Postfix Queue ManagementInformation about the active queue is kept in memory. The active queue size is limited to a multiple of the number of simultaneous delivery processes. This queue size limititation is chosen on purpose. The queue manager should never run out of working memory because of a peak message workload. One of the worst things that can happen is that the mail system gets wedged because the queue no longer fits in memory, and stays wedged until someone throws away enough messages that the queue fits in memory again (or increases the UNIX memory resource limit by a sufficient amount). To avoid such disasters, the Postfix queue manager enforces an upper bound on the amount of memory that it needs, so that it stays in control.
A similar memory-saving trick has been in wide use for decennia. Instead of reading whole files into memory, programs use fixed-size buffers that act as windows onto those files. The size of a file has no effect on the amount of memory needed to read its contents. The Postfix active queue is just a window onto a larger queue.
Postfix tries to be a good network neighbor.
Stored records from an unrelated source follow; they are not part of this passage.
PR #2800, opened 2022-12-29
Maya-126871 Delete compound attributes does not remove their connections.

alicedegirolamo:
# Description

With this PR, when deleting a compound attribute, the associated connections are also deleted. 

Fixes [issue 126871](https://jira.autodesk.com/browse/MAYA-126871).

# How Has This Been Tested?

I updated the existing `testAttributes.py` adding the test `testRemoveCompoundAttribute`.

### DIFF
--- a/lib/mayaUsd/ufe/UsdAttributes.cpp
+++ b/lib/mayaUsd/ufe/UsdAttributes.cpp
@@ -455,7 +455,7 @@ bool UsdAttributes::canRemoveAttribute(const UsdSceneItem::Ptr& item, const std:
     }
     return false;
 }
-static void removeConnections(const PXR_NS::UsdPrim& prim, const SdfPath& srcPropertyPath)
+static void removeConnections(const PXR_NS::UsdPrim& prim, const PXR_NS::SdfPath& srcPropertyPath)
 {
     // Remove the connections with source srcPropertyPath.
     for (const auto& node : prim.GetChildren()) {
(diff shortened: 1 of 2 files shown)


JGamache-autodesk (dismissed):
You will most probably have to run clang-format on this one. I can see lines 491-493 are not to spec.

alicedegirolamo:
> You will most probably have to run clang-format on this one. I can see lines 491-493 are not to spec.

I re-run the clang-format but it seems correct to the clang-format.

lib/mayaUsd/ufe/UsdAttributes.cpp
```diff
@@ -455,6 +455,24 @@ bool UsdAttributes::canRemoveAttribute(const UsdSceneItem::Ptr& item, const std:
     }
     return false;
 }
+static void removeConnections(const PXR_NS::UsdPrim& prim, const SdfPath& srcPropertyPath)
```
seando-adsk, line 458: PXR_NS::SdfPath

test/lib/ufe/testAttributes.py
```diff
@@ -183,6 +183,64 @@ def testAddRemoveAttribute(self):
         with self.assertRaisesRegex(KeyError, "Attribute 'MyAttribute' does not exist") as cm:
             attr = ball35Attrs.attribute("MyAttribute")
 
+    @unittest.skipIf(os.getenv('UFE_PREVIEW_VERSION_NUM', '0000') < '4024', 'Test for UFE preview version 0.4.24 and later')
```
seando-adsk, line 186: Should really say something about why the test needs 0.4.24. Such as "Test requires xxx feature only available on Ufe 0.4.24 and later"

seando-adsk (changes requested):

test/lib/ufe/testAttributes.py
alicedegirolamo: I update it.

JGamache-autodesk (approved):

seando-adsk (approved):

When delivering mail to a site, Postfix will initially make no more than two simultaneous connections. As long as deliveries succeed, the concurrency slowly increases up to some configurable limit (or until the host or network is unable to handle the load); concurrency is decreased in case of trouble. For those familiar with TCP/IP implementation details, Vmailer implements its own analogon of the TCP slow start algorithm
Apart from the thundering herd controls, the Postfix delivery strategy is based on round-robin selection and random walks. The queue manager sorts message recipients in the active queue by destination domain, makes round-robin walks along all domain queues, and makes random walks within each domain queue.
On the average, Postfix will do simultaneous deliveries to the same domain only when there is not enough work to keep all outbound SMTP channels busy. So, when AOL goes offline and comes back, it will not stop the system from delivering to other sites.
I think that many mailer benchmarks are misleading because they emphasize the mail exploder function. As I found, delivering messages with only one recipient is disgustingly slow. Even with my own mailer it takes a high-end machine to deliver 1,000,000 different messages in a day. To me, these results felt like "the emperor is wearing no clothes".